═══ Records ═══

PR #1082, opened 2019-09-09
QobjEvo no longer require cython for string coefficient

Ericgig:
Added the option to import string to python instead of compiling to cython for QobjEvo.
This is default if no cython, or set manually if cython available. `QobjEvoInstance.use_cython = False`
Added test and updated docstring.
Work in parallel.
Did not do any benchmark yet.

### DIFF
--- a/qutip/qobjevo_codegen.py
+++ b/qutip/qobjevo_codegen.py
@@ -77,11 +77,6 @@ def f(double t, args):
                           '<string>', 'exec')
     exec(import_code, locals())
 
-    try:
-        os.remove(filename+".pyx")
-    except:
-        pass
-
     return str_func[0], filename
 
 
@@ -103,12 +98,7 @@ def _compiled_coeffs(ops, args, dyn_args, tlist):
     exec(import_code, locals())
     coeff_obj = import_list[0](ops, args, tlist, dyn_args)
 
-    try:
-        os.remove(filename+".pyx")
-    except:
-        pass
-
-    return coeff_obj, code, filename
+    return coeff_obj, code, filename+".pyx"
 
 
 def _make_code_4_cimport(ops, args, dyn_args, tlist):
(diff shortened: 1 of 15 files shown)


ajgpitch:
Nice work Eric. I had a quick look at the code.
Does this PR mean that string type td will be used to construct Python functions when Cython not available? Just checking that I understand.

Ericgig:
Yes, string will be turned to python function when cython is not available.
It is possible to use python even if cython is available if preferred.

nathanshammah:
Is this merge-ready?

Ericgig:
Wait 1 more commit so I check the test skipped without cython.

Ericgig:
@nathanshammah 
That was a lot more than 1 commit but it work better.
- I added a test suite without cython. It only skip brmesolve time dependent tests.
- Error is raised when trying to use brmesolve without cython, but not at qutip import.

I tested without cython with both conda and pip. It work with both when done properly but conda is not as stable: uninstalling cython can change numpy, scipy, etc.'s versions which break qutip. So I am not sure if it will work properly we downloaded as binaries from conda. But this error should already be present for conda installation.

qutip/qobjevo_codegen.py
```diff
@@ -38,12 +38,48 @@
...
+
+
+def _try_remove(filename):
+    try:
+        os.remove(filename)
+    except Exception:
+        pass
+
+
+def import_str(code, basefilename, obj_name, cythonfile=False):
```
nathanshammah: Can you add docstrings?

Ericgig: I made a few new functions to make codeclimat happy: small simple function, little repeated code.

nathanshammah:
Tests still run fine, also against the current master, cc @tehruhn.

═══

- _Problem requirements_: Tally the lines of the listing that include "nathanshammah". Reply with nothing but the count.

- _Task solution_: 4